Many analysts overshot the 28 Bcf injection to the high side. Cooper estimated 41 Bcf, and Bentek Energy predicted a 39 Bcf build. Citi Futures Perspective analyst Tim Evans was looking for a build of 44 Bcf.
"After two consecutive bearish misses, this smaller-than-expected 28 Bcf net injection may show that the supply/demand balance has not tipped as much in a bearish direction as had been anticipated," said Evans. "The report was particularly bullish compared with the 79 Bcf build a year ago and the year-on-year deficit was expanded to 137 Bcf as a result. Storage was 10 Bcf above the five-year average, with this comparison unchanged (at least with rounding) from a week ago."

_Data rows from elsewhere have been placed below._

PR #1332, opened 2019-06-12
Replace `times` alias with builtin

### LINKED ISSUE #16: 'times' should be a special builtin
In ksh93, times is implemented as an alias to "{ { time;} 2>&1;}" and "command" as an alias to "command " (which means aliases are expanded after it).

That means that things like:

```
$ ksh93 -c 'LC_ALL=C times'
ksh93: syntax error at line 1: `{' unexpected
$ ksh93 -c 'command times'
ksh93: syntax error at line 1: `{' unexpected
```

Don't work, so the times utility is not POSIX compliant.

"times" should be implemented as a special builtin.

More generally, even though allowed by POSIX, implementing builtin utilities as aliases is not a good idea IMO if only for the reasons detailed at:
http://thread.gmane.org/gmane.comp.standards.posix.austin.general/12485/focus=12568

krader1961:
Fixes #16

### DIFF
--- a/features/meson.build
+++ b/features/meson.build
@@ -83,6 +83,10 @@ if feature_data.get('_lib_lchmod', 0) == 0
     endif
 endif
 
+feature_data.set10('_lib_getrusage',
+    cc.has_function('getrusage',
+        prefix: '\n'.join(['#include <sys/resource.h>', '#include <sys/time.h>']),
+        args: feature_test_args))
 feature_data.set10('_lib_sigqueue',
     cc.has_function('sigqueue', prefix: '#include <signal.h>', args: feature_test_args))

Cooper indicated that the outlook for healthy injections was in place and said, "I don't think we will have the containment issue with storage facilities we had last year. That should take some of the pressure off the front end of the market, and I think we'll have a robust injection season since the injections will not be up against storage limitations."
Cooper offered the caveat that weather conditions can always be a factor, and "weather has been pretty bullish, and if weather started to not be so bullish, I think you could see quite a bit lower prices. Mother Nature has been bullish, and I don't know if it is going to let up anytime soon. With that in mind it's tough to get really, really bearish. Don't try to fool Mother Nature."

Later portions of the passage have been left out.